_EXERCISE DESCRIPTION_: Nothing belongs in the answer except the lines of the material that include "instances".
(Beginning of ENTRIES PROVIDED)
Issue #161, opened 2016-10-27
Passport Multi-Auth


SidharthRaveendran:
Would passport be implementing Multi-Auth system? or is there another way to incorporate the multi-auth into the app.

I have created Multiple Models which use Laravel's Auth system to implement proper multi-auth system. I'm not sure how to use passport for the same.

eepawan:
I am also looking for same. Anyone here to help?

jenky:
https://github.com/laravel/passport/blob/7ed1a0b80c1da9a3bf25eb180068ddd005a82068/src/Bridge/UserRepository.php#L35

This package always uses users provider model in `config/auth` to authenticate, so I guess there are no hacks for now?

belov91:
+1

gauravmak:
With #216 , it is dynamic now so multiple guards can be added and used with passport now I believe.

SidharthRaveendran:
Still we cannot implement multi-auth using laravel using this update.

zubair1:
I managed to get access tokens from different auth providers in laravel, but I had to modify:

-------------------------------
vendor\laravel\passport\src\Bridge\UserRepository.php
- Copy / Paste `getUserEntityByUserCredentials` to make a duplicate of it and name it `getEntityByUserCredentials`

- Then, in the new duplicated function, find the below:
`$provider = config('auth.guards.api.provider');`
and Replace it with:
`$provider = config('auth.guards.'.$provider.'.provider');`

-------------------------------
vendor\league\oauth2-server\src\Grant\PasswordGrant.php
- Find Line: 94
- Update with the following code:
```
        $user = $this->userRepository->getEntityByUserCredentials(
            $username,
            $password,
            $this->getIdentifier(),
            $client,
            $provider
        );
```

-------------------------------
After doing this you'll be able to pass an extra key/value pair to your access token request, like for example:
```
grant_type => password,
client_id => someclientid
client_secret => somesecret,
username => someuser,
password => somepass,
client_scope => *,
provider => api
```
In this example, I set provider to 'api', which is default. But now I can pass other auth providers as part of the request. So, just to show another example, I could do the following:

```
grant_type => password,
client_id => someclientid
client_secret => somesecret,
username => someuser,
password => somepass,
client_scope => *,
provider => api_admins
```

Now I used 'api_admins' auth provider to authenticate tokens.

P.S:
[...]

PR #1220, opened 2020-04-17
[9.x] Initial support for multiple providers

billriess:
This PR adds support to allow passport to use and enforce multiple providers.

### The issue:
Currently, Passport only uses the `UserProvider` passed into it from the `RequestGuard`. This can be problematic if you have more than one provider (config/auth.php) that needs to be authenticated. Since Passport has no knowledge of other `UserProvider` you can end up in situations where the wrong user is authenticated and returned.

### The solution:
This PR adds support to optionally set the provider that should be used on the `Passport\Client`. If a provider is defined on the `Passport\Client`, it will compare it against the `UserProvider` coming in from the `RequestGuard` and return the user if they match. This ensures that the user being returned is coming from the right model. If there is a mismatch, no user is returned, thus leaving you with an unauthenticated request. If no provider is defined on the `Passport\Client` then everything works as it always has.

### Breaking changes:
The only big breaking change here is that this requires a schema change to the `oauth_clients` table to add the `provider` column.

### DIFF
--- a/database/migrations/2016_06_01_000004_create_oauth_clients_table.php
+++ b/database/migrations/2016_06_01_000004_create_oauth_clients_table.php
@@ -18,6 +18,7 @@ class CreateOauthClientsTable extends Migration
             $table->unsignedBigInteger('user_id')->nullable()->index();
             $table->string('name');
             $table->string('secret', 100)->nullable();
+            $table->string('provider')->nullable();
             $table->text('redirect');
             $table->boolean('personal_access_client');
             $table->boolean('password_client');
--- a/src/Bridge/Client.php
+++ b/src/Bridge/Client.php
@@ -16,16 +16,21 @@ class Client implements ClientEntityInterface
      */
     protected $identifier;
 
+    /**
+     * The client's provider.
+     *
+     * @var string
+     */
     public $provider;
 
     /**
      * Create a new client instance.
      *
-     * @param  string  $identifier
-     * @param  string  $name
-     * @param  string  $redirectUri
-     * @param  bool  $isConfidential
-     * @return void
+     * @param string $identifier
+     * @param string $name
+     * @param string $redirectUri
+     * @param bool $isConfidential
+     * @param string|null $provider
      */
     public function __construct($identifier, $name, $redirectUri, $isConfidential = false, $provider = null)
     {
--- a/src/Bridge/Client.php
+++ b/src/Bridge/Client.php
@@ -16,6 +16,8 @@ class Client implements ClientEntityInterface
      */
     protected $identifier;
 
+    public $provider;
+
     /**
      * Create a new client instance.
      *
@@ -25,13 +27,14 @@ class Client implements ClientEntityInterface
      * @param  bool  $isConfidential
      * @return void
      */
-    public function __construct($identifier, $name, $redirectUri, $isConfidential = false)
+    public function __construct($identifier, $name, $redirectUri, $isConfidential = false, $provider = null)
     {
         $this->setIdentifier((string) $identifier);
 
         $this->name = $name;
         $this->isConfidential = $isConfidential;
         $this->redirectUri = explode(',', $redirectUri);
+        $this->provider = $provider;
     }
 
     /**
--- a/src/Bridge/Client.php
+++ b/src/Bridge/Client.php
@@ -26,11 +26,12 @@ class Client implements ClientEntityInterface
     /**
      * Create a new client instance.
      *
-     * @param string $identifier
-     * @param string $name
-     * @param string $redirectUri
-     * @param bool $isConfidential
-     * @param string|null $provider
+     * @param  string  $identifier
+     * @param  string  $name
+     * @param  string  $redirectUri
+     * @param  bool  $isConfidential
+     * @param  string|null  $provider
+     * @return void
      */
     public function __construct($identifier, $name, $redirectUri, $isConfidential = false, $provider = null)
     {
--- a/src/Client.php
+++ b/src/Client.php
@@ -3,7 +3,6 @@
 namespace Laravel\Passport;
 
 use Illuminate\Database\Eloquent\Model;
-use Illuminate\Support\Facades\Auth;
 
 class Client extends Model
 {
--- a/src/Client.php
+++ b/src/Client.php
@@ -49,8 +49,10 @@ class Client extends Model
      */
     public function user()
     {
+        $provider = $this->provider ?: config('auth.guards.api.provider');
+
         return $this->belongsTo(
-            config('auth.providers.'.$this->provider ?: config('auth.guards.api.provider').'.model')
+            config("auth.providers.$provider.model")
         );
     }
 
@@ -107,7 +109,7 @@ class Client extends Model
     /**
      * Get the client's provider.
      *
-     * @return mixed
+     * @return \Illuminate\Contracts\Auth\UserProvider|null
      */
     public function getProvider()
     {
--- a/src/Client.php
+++ b/src/Client.php
@@ -51,7 +51,7 @@ class Client extends Model
         $provider = $this->provider ?: config('auth.guards.api.provider');
 
         return $this->belongsTo(
-            config("auth.providers.$provider.model")
+            config("auth.providers.{$provider}.model")
         );
     }
 
--- a/src/Client.php
+++ b/src/Client.php
@@ -105,14 +105,4 @@ class Client extends Model
     {
         return ! empty($this->secret);
     }
-
-    /**
-     * Get the client's provider.
-     *
-     * @return \Illuminate\Contracts\Auth\UserProvider|null
-     */
-    public function getProvider()
-    {
-        return $this->provider ? Auth::createUserProvider($this->provider) : null;
-    }
 }
--- a/src/Client.php
+++ b/src/Client.php
@@ -3,6 +3,7 @@
 namespace Laravel\Passport;
 
 use Illuminate\Database\Eloquent\Model;
+use Illuminate\Support\Facades\Auth;
 
 class Client extends Model
 {
@@ -49,7 +50,7 @@ class Client extends Model
     public function user()
     {
         return $this->belongsTo(
-            config('auth.providers.'.config('auth.guards.api.provider').'.model')
+            config('auth.providers.'.$this->provider ?: config('auth.guards.api.provider').'.model')
         );
     }
 
@@ -101,5 +102,15 @@ class Client extends Model
     public function confidential()
     {
         return ! empty($this->secret);
+    }
+
+    /**
+     * Get the client's provider.
+     *
+     * @return mixed
+     */
+    public function getProvider()
+    {
+        return $this->provider ? Auth::createUserProvider($this->provider) : null;
     }
 }
--- a/src/ClientRepository.php
+++ b/src/ClientRepository.php
@@ -101,12 +101,13 @@ class ClientRepository
     /**
      * Store a new client.
      *
-     * @param  int  $userId
-     * @param  string  $name
-     * @param  string  $redirect
-     * @param  bool  $personalAccess
-     * @param  bool  $password
-     * @param  bool  $confidential
+     * @param int $userId
+     * @param string $name
+     * @param string $redirect
+     * @param string|null $provider
+     * @param bool $personalAccess
+     * @param bool $password
+     * @param bool $confidential
      * @return \Laravel\Passport\Client
      */
     public function create($userId, $name, $redirect, $provider = null, $personalAccess = false, $password = false, $confidential = true)
@@ -147,9 +148,10 @@ class ClientRepository
     /**
      * Store a new password grant client.
      *
-     * @param  int  $userId
-     * @param  string  $name
-     * @param  string  $redirect
+     * @param int $userId
+     * @param string $name
+     * @param string $redirect
+     * @param string|null $provider
      * @return \Laravel\Passport\Client
      */
     public function createPasswordGrantClient($userId, $name, $redirect, $provider = null)
--- a/src/ClientRepository.php
+++ b/src/ClientRepository.php
@@ -109,13 +109,14 @@ class ClientRepository
      * @param  bool  $confidential
      * @return \Laravel\Passport\Client
      */
-    public function create($userId, $name, $redirect, $personalAccess = false, $password = false, $confidential = true)
+    public function create($userId, $name, $redirect, $provider = null, $personalAccess = false, $password = false, $confidential = true)
     {
         $client = Passport::client()->forceFill([
             'user_id' => $userId,
             'name' => $name,
             'secret' => ($confidential || $personalAccess) ? Str::random(40) : null,
             'redirect' => $redirect,
+            'provider' => $provider,
             'personal_access_client' => $personalAccess,
             'password_client' => $password,
             'revoked' => false,
@@ -136,7 +137,7 @@ class ClientRepository
      */
     public function createPersonalAccessClient($userId, $name, $redirect)
     {
-        return tap($this->create($userId, $name, $redirect, true), function ($client) {
+        return tap($this->create($userId, $name, $redirect, null, true), function ($client) {
             $accessClient = Passport::personalAccessClient();
             $accessClient->client_id = $client->id;
             $accessClient->save();
@@ -151,9 +152,9 @@ class ClientRepository
      * @param  string  $redirect
      * @return \Laravel\Passport\Client
      */
-    public function createPasswordGrantClient($userId, $name, $redirect)
+    public function createPasswordGrantClient($userId, $name, $redirect, $provider = null)
     {
-        return $this->create($userId, $name, $redirect, false, true);
+        return $this->create($userId, $name, $redirect, $provider, false, true);
     }
 
     /**
--- a/src/ClientRepository.php
+++ b/src/ClientRepository.php
@@ -101,13 +101,13 @@ class ClientRepository
     /**
      * Store a new client.
      *
-     * @param int $userId
-     * @param string $name
-     * @param string $redirect
-     * @param string|null $provider
-     * @param bool $personalAccess
-     * @param bool $password
-     * @param bool $confidential
+     * @param  int  $userId
+     * @param  string  $name
+     * @param  string  $redirect
+     * @param  string|null  $provider
+     * @param  bool  $personalAccess
+     * @param  bool  $password
+     * @param  bool  $confidential
      * @return \Laravel\Passport\Client
      */
     public function create($userId, $name, $redirect, $provider = null, $personalAccess = false, $password = false, $confidential = true)
@@ -148,10 +148,10 @@ class ClientRepository
     /**
      * Store a new password grant client.
      *
-     * @param int $userId
-     * @param string $name
-     * @param string $redirect
-     * @param string|null $provider
+     * @param  int  $userId
+     * @param  string  $name
+     * @param  string  $redirect
+     * @param  string|null  $provider
      * @return \Laravel\Passport\Client
      */
     public function createPasswordGrantClient($userId, $name, $redirect, $provider = null)
--- a/src/Console/InstallCommand.php
+++ b/src/Console/InstallCommand.php
@@ -30,6 +30,7 @@ class InstallCommand extends Command
     public function handle()
     {
         $provider = in_array('users', array_keys(config('auth.providers'))) ? 'users' : null;
+
         $this->call('passport:keys', ['--force' => $this->option('force'), '--length' => $this->option('length')]);
         $this->call('passport:client', ['--personal' => true, '--name' => config('app.name').' Personal Access Client']);
         $this->call('passport:client', ['--password' => true, '--name' => config('app.name').' Password Grant Client', '--provider' => $provider]);
--- a/src/Console/InstallCommand.php
+++ b/src/Console/InstallCommand.php
@@ -31,6 +31,6 @@ class InstallCommand extends Command
     {
         $this->call('passport:keys', ['--force' => $this->option('force'), '--length' => $this->option('length')]);
         $this->call('passport:client', ['--personal' => true, '--name' => config('app.name').' Personal Access Client']);
-        $this->call('passport:client', ['--password' => true, '--name' => config('app.name').' Password Grant Client']);
+        $this->call('passport:client', ['--password' => true, '--name' => config('app.name').' Password Grant Client', '--provider' => array_keys(config('auth.providers'))[0]]);
     }
 }
--- a/src/Console/InstallCommand.php
+++ b/src/Console/InstallCommand.php
@@ -29,8 +29,9 @@ class InstallCommand extends Command
      */
     public function handle()
     {
+        $provider = in_array('users', array_keys(config('auth.providers'))) ? 'users' : null;
         $this->call('passport:keys', ['--force' => $this->option('force'), '--length' => $this->option('length')]);
         $this->call('passport:client', ['--personal' => true, '--name' => config('app.name').' Personal Access Client']);
-        $this->call('passport:client', ['--password' => true, '--name' => config('app.name').' Password Grant Client', '--provider' => array_keys(config('auth.providers'))[0]]);
+        $this->call('passport:client', ['--password' => true, '--name' => config('app.name').' Password Grant Client', '--provider' => $provider]);
     }
 }
--- a/src/Guards/TokenGuard.php
+++ b/src/Guards/TokenGuard.php
@@ -98,7 +98,7 @@ class TokenGuard
         }
 
         // Determine if the client's provider and the request's provider have matching models.
-        return $client && $client->getProvider()->getModel() === $this->provider->getModel();
+        return $client->getProvider()->getModel() === $this->provider->getModel();
     }
 
     /**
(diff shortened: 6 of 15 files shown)


driesvints:
Hey @billriess. Thanks a lot for giving this another go! I've marked the PR as draft because some tests are still failing. Let's get those fixed first before we mark it as ready.

database/migrations/2016_06_01_000004_create_oauth_clients_table.php
```diff
@@ -18,6 +18,7 @@ public function up()
             $table->unsignedBigInteger('user_id')->nullable()->index();
             $table->string('name');
             $table->string('secret', 100)->nullable();
+            $table->string('provider')->nullable();
```
driesvints, line 21: I guess this would be a breaking change for anyone who already ran the migrations? Sounds like we need to move the pr to the master branch?

src/Bridge/Client.php
```diff
@@ -16,6 +16,8 @@ class Client implements ClientEntityInterface
      */
     protected $identifier;
 
+    public $provider;
```
driesvints, line 19: Needs a DocBlock here.

src/Bridge/Client.php
```diff
@@ -25,13 +27,14 @@ class Client implements ClientEntityInterface
      * @param  bool  $isConfidential
      * @return void
      */
-    public function __construct($identifier, $name, $redirectUri, $isConfidential = false)
+    public function __construct($identifier, $name, $redirectUri, $isConfidential = false, $provider = null)
```
driesvints, line 30: Param needs to be added to the DocBlock above.

src/ClientRepository.php
```diff
@@ -109,13 +109,14 @@ public function personalAccessClient()
      * @param  bool  $confidential
      * @return \Laravel\Passport\Client
      */
-    public function create($userId, $name, $redirect, $personalAccess = false, $password = false, $confidential = true)
+    public function create($userId, $name, $redirect, $provider = null, $personalAccess = false, $password = false, $confidential = true)
```
driesvints, line 112: This would definitely need to go to master because of the breaking change here.

src/ClientRepository.php
```diff
@@ -151,9 +152,9 @@ public function createPersonalAccessClient($userId, $name, $redirect)
      * @param  string  $redirect
      * @return \Laravel\Passport\Client
      */
-    public function createPasswordGrantClient($userId, $name, $redirect)
+    public function createPasswordGrantClient($userId, $name, $redirect, $provider = null)
```
driesvints, line 155: Needs to be added to the DocBlock above.

src/Console/InstallCommand.php
```diff
@@ -31,6 +31,6 @@ public function handle()
     {
         $this->call('passport:keys', ['--force' => $this->option('force'), '--length' => $this->option('length')]);
         $this->call('passport:client', ['--personal' => true, '--name' => config('app.name').' Personal Access Client']);
-        $this->call('passport:client', ['--password' => true, '--name' => config('app.name').' Password Grant Client']);
+        $this->call('passport:client', ['--password' => true, '--name' => config('app.name').' Password Grant Client', '--provider' => array_keys(config('auth.providers'))[0]]);
```
driesvints, line 34: Is it sensible to pick the first one here?

src/Guards/TokenGuard.php
```diff
@@ -82,6 +82,17 @@ public function __construct(ResourceServer $server,
...
 
+    /**
+     * Determine if the requested provider matches the client's provider.
+     *
+     * @param  \Illuminate\Http\Request  $request
+     * @return bool
+     */
+    protected function validateProvider(Request $request)
+    {
+        return $this->provider == $this->client($request)->getProvider();
```
driesvints, line 93: Best to use strict comparison here.

```suggestion
        return $this->provider === $this->client($request)->getProvider();
```

src/Guards/TokenGuard.php
```diff
@@ -90,6 +101,10 @@ public function __construct(ResourceServer $server,
      */
     public function user(Request $request)
     {
+        if (!$this->validateProvider($request)) {
```
driesvints, line 104:
```suggestion
        if (! $this->validateProvider($request)) {
```

database/migrations/2016_06_01_000004_create_oauth_clients_table.php
billriess: Yeah, most likely. Sorry, I didn't realize it was against the tagged release.

driesvints: No sorry needed. Feel free to send it to master :)

src/Guards/TokenGuard.php
billriess: Strict comparison won't work since we may be comparing different instances of the same object.

driesvints: @billriess aren't we comparing strings here?

src/Console/InstallCommand.php
billriess: Maybe not, I wasn't really sure what the best solution was. We could hardcode the default to "users" since that ships with Laravel. The right approach might be to attempt to use "users" if its an actual provider, otherwise default to null.

Thoughts?

src/Guards/TokenGuard.php
billriess: No, we're comparing implementations of Illuminate\Contracts\Auth\UserProvider.

src/Console/InstallCommand.php
driesvints: I can follow that.

billriess:
I fixed DocBlocks and StyleCI suggestions as well as updated the way the provider defaults when using the artisan command.

I will take a look at the failed tests later. I encourage anyone interested in this feature to review it and make suggestions as needed.

taylorotwell:
Can someone describe what "multi-provider" even means?

lucadegasperi:
@taylorotwell inside the `config/auth.php` you can define multiple `providers`.
The possibility to choose a provider is not currently exposed by passport.
Since adding request parameters to an oAuth2 call is generally not recommended, one possible way and probably the easiest due to the underlying league package, is to be able to tie a provider to an oauth 2 client.

billriess:
@taylorotwell as @lucadegasperi has explained the current implementation Passport is fairly restrictive when using things like password grants. This PR allows us to define what provider should be used at the oauth_client level. This way, we can have separate oauth_clients for different providers, which trickles down to different models.

This also fixes a potential security concern as Passport defaults to passing in the provider from the request's guard. This means the Authenticable returned by Passport would be whatever middleware guard you had in place on the route - allowing a `User` token to retrieve a `Customer` if their IDs match. With the PR it checks the guard's UserProvider with the oauth_client's UserProvider (if set) and does not return the Authenticatable if they are different.

billriess:
I've just pushed another update that fixes some of the tests. I'm a little stumped on the remaining failed tests as they are related to the way the PSR is mocked. If anyone has some ideas on how I can get those last tests to pass I would appreciate it.

billriess:
Fixed the validation on the TokenGuard to fall back properly if a provider is not set on the oauth_client.

src/Guards/TokenGuard.php
```diff
@@ -82,6 +82,24 @@ public function __construct(ResourceServer $server,
...
+    protected function validateProvider(Request $request)
+    {
+        $client = $this->client($request);
+
+        // If not client provider is defined, fallback to old behavior.
+        if ($client && empty($client->getProvider())) {
+            return true;
+        }
+
+        return $client && $this->provider == $client->getProvider();
```
driesvints, line 100: I still think we should a different comparison here instead of comparing two objects but I'm not sure what exact. Can we compare string names from the providers?

src/Guards/TokenGuard.php
```diff
@@ -82,6 +82,24 @@ public function __construct(ResourceServer $server,
         $this->encrypter = $encrypter;
     }
 
+    /**
+     * Determine if the requested provider matches the client's provider.
+     *
+     * @param  \Illuminate\Http\Request  $request
+     * @return bool
+     */
+    protected function validateProvider(Request $request)
```
driesvints, line 91:
```suggestion
    protected function hasValidProvider(Request $request)
```

src/Guards/TokenGuard.php
```diff
@@ -90,6 +108,10 @@ public function __construct(ResourceServer $server,
      */
     public function user(Request $request)
     {
+        if (! $this->validateProvider($request)) {
```
driesvints, line 111:
```suggestion
        if (! $this->hasValidProvider($request)) {
```

src/Client.php
```diff
@@ -49,7 +50,7 @@ class Client extends Model
     public function user()
     {
         return $this->belongsTo(
-            config('auth.providers.'.config('auth.guards.api.provider').'.model')
+            config('auth.providers.'.$this->provider ?: config('auth.guards.api.provider').'.model')
         );
```
driesvints, line 54:
```php
         $provider = $this->provider ?: config('auth.guards.api.provider');

         return $this->belongsTo(
             config("auth.providers.$provider.model")
         );
```

src/Guards/TokenGuard.php
billriess: I would like the do a more strict comparison here as well but I don't really have a good idea on how to get the name of the provider. The TokenGuard receives the requested UserProvider already and there isn't a string to pull from on the UserProvider class to my knowledge.

billriess: One solution I guess would be to rewrite the TokenGuard constructor to accept the string instead of the actual UserProvider then convert it to a UserProvider inside the TokenGuard based on the oauth_client provider. This would touch more code/tests though.

driesvints: Hmm, I think it's a simple as this?

```suggestion
        return $client && $this->provider === $client->provider;
```

billriess: I think this is what we discussed before, using `===` wouldn't work here because we would be comparing instances of the class. We could have different instances of the same class here so it would fail.

`$this->provider` is a `UserRepository` passed into the `TokenGuard` from the PassportServiceProvider based on the `RequestGuard`.
`$client->provider` is a string defined on the `oauth_client`.
`$client->getProvider()` could be a `UserRepository` but it would be its own instance.

driesvints: I see, thanks for clarifying.

I'm actually uncertain why this check is needed? Wouldn't this request prevent any authentication on clients that have a different provider than the default one set through the config? Maybe I'm not entirely following what's going on.

billriess: So let me try to clarify.

When the PassportServiceContainer loads the TokenGuard it is passing in the UserProvider from the RequestGuard. This is sort of the crux of the problem as this can allow a token created by a Customer to receive a User instance.

What I'm doing is allowing that UserProvider to still be passed in but instead of just trusting it and returning a user from it, I check if the oauth_client has a provider defined. If a provider is defined on the oauth_client then we use that one and compare it (loosely) to the one passed in from the constructor. If there is a mismatch then no user is returned and thus you are unauthenticated. If no provider is defined on the oauth_client then everything continues to work as it always has.

driesvints: But am I right that `$this->provider` only holds **the default provider set from the config**? This means that no client with a different custom provider will get through the check? Maybe I'm still misunderstanding something.

billriess: I did not change the way the default provider is passed into the TokenGuard. The UserProvider getting passed in has no context of the Laravel\Passport\Client. So it is passing in whatever provider the RequestGuard is using. Since this can be a mismatch to the one now defined on the Laravel\Passport\Client we need to check it inside the TokenGuard.

I can setup a demo to better showcase the problem if you want. I'm also available to discuss on discord if that works for you.

hamedov93: @billriess
I think there is another way to validate the provider by comparing the table of client provider against the table of user entity retrieved using oauth_user_id

$providers = config('auth.providers');
$clientProvider = $providers[$client->provider];
$table = $clientProvider['table'] ??
         (new $clientProvider['model'])->getTable();

And compare this table against that of the already retrieved user.

billriess: I think we're talking about different things...

You can look at the demo here:
https://github.com/billriess/passport-test

There is a sqlite db that you need to point to in your .env file.

Then you can make a REST call to /oauth/token using:
```js
{
    "grant_type": "password",
    "client_id": "1",
    "client_secret": "secret",
    "username": "user@test.test",
    "password": "password"
}
```
and
```js
{
    "grant_type": "password",
    "client_id": "2",
    "client_secret": "secret",
    "username": "customer@test.test",
    "password": "password"
}
```

Now use those tokens and hit `/api/user` or `/api/customer`. You'll see that `auth()->user()` will always return a `User` for the first endpoint and a `Customer` for the second endpoint even if you're using a token from the other model. The token represents who is authenticated so you shouldn't get an instance of `User` if you're token originated from `Customer`.

hamedov93: I know what you are talking about because I've addressed the same problem in my package.
See the auhtenticateViaBearerToken here:
https://github.com/hamedov93/passport-multiauth/blob/master/src/Guards/TokenGuard.php

billriess: Yeah, I guess it just seems odd to me to retrieve the user at all if it's not the right user.

hamedov93: The user will be retrieved any way for successful requests.

The cases when the provider doesn't match should be rare or suspecious, so another database query wouldn't be a big deal.

billriess: Yeah, I guess there are a bunch of different ways to tackle the problem. I think what I have is fairly clean though. We're still comparing the classes just not the instances.

driesvints: I think we should refactor the way the user is retrieved in general:

- Check if the client from the token has a provider
- If it has a provider, use that one to retrieve the user
- If not, use the default one which is passed in the token guard

That way you don't need to do any comparison.

driesvints: @billriess feel free to ping me on Discord in the passport channel

billriess: Ok, I'll look for you on discord.

I think always returning the user can be an issue though. If the two mismatch you want to not return any user because that means the token they are using is not the same as the one being protected by the route's guard.

billriess: @driesvints I think it's important to understand why different providers should not return any user. If you protected a route using the `auth:api:customers` middleware it would always return the provider for the customers. This, by default, would ensure that the user authenticated would be a customer. But, there is no check in place to make sure that the auth token actually belongs to the customer provider. So you end up in a scenario where a user auth token would return a customer instead of the expected user.

What I do is compare the 2 different providers. The provider on the RequestGuard is saying this must be a customer. Then inside the Passport TokenGuard I look at the the auth token's client and see if there is a provider defined. If there is, then we check if it matches the same class as the one from the RequestGuard. If they match, we can return the user because we know the user_id would come from the right provider. If they mismatch, then we have an authentication problem because you're trying to access a customer when you're token is not set up for that.

driesvints: I now fully understand what you mean. Thanks for your patience and explaining to well :-)

I think we should indeed pass the provider name to the token guard as well and do the comparison like that. That will be the only way to fully validate it. Comparing objects like this will lead to bugs I believe.

driesvints: We could add a `getName` method to the `UserProvider` contract but that would need a new major version of the framework. Passing the provider name to the TokenGuard is a good workaround.

billriess: Ok but this will end up with a fairly large amount of test rewrites because they are all expecting a provider to be passed so they currently anticipate the user.

A `getName` method would be great but yes that would require a framework modification to 8.x. I can push a PR for that as well if desired.

driesvints: @billriess I'll run this over with Taylor

billriess: Any update here? I don't mind making changes to the PR but it would be helpful to know what direction you or Taylor would like to take this in. This is one of the most requested/discussed features of Passport and as I see it, could be a potential security concern for some inexperienced developers.

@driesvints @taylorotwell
(End of ENTRIES PROVIDED)
_OUTPUT OF THE TASK_:
billriess: Strict comparison won't work since we may be comparing different instances of the same object.
billriess: I think this is what we discussed before, using `===` wouldn't work here because we would be comparing instances of the class. We could have different instances of the same class here so it would fail.
billriess: Yeah, I guess there are a bunch of different ways to tackle the problem. I think what I have is fairly clean though. We're still comparing the classes just not the instances.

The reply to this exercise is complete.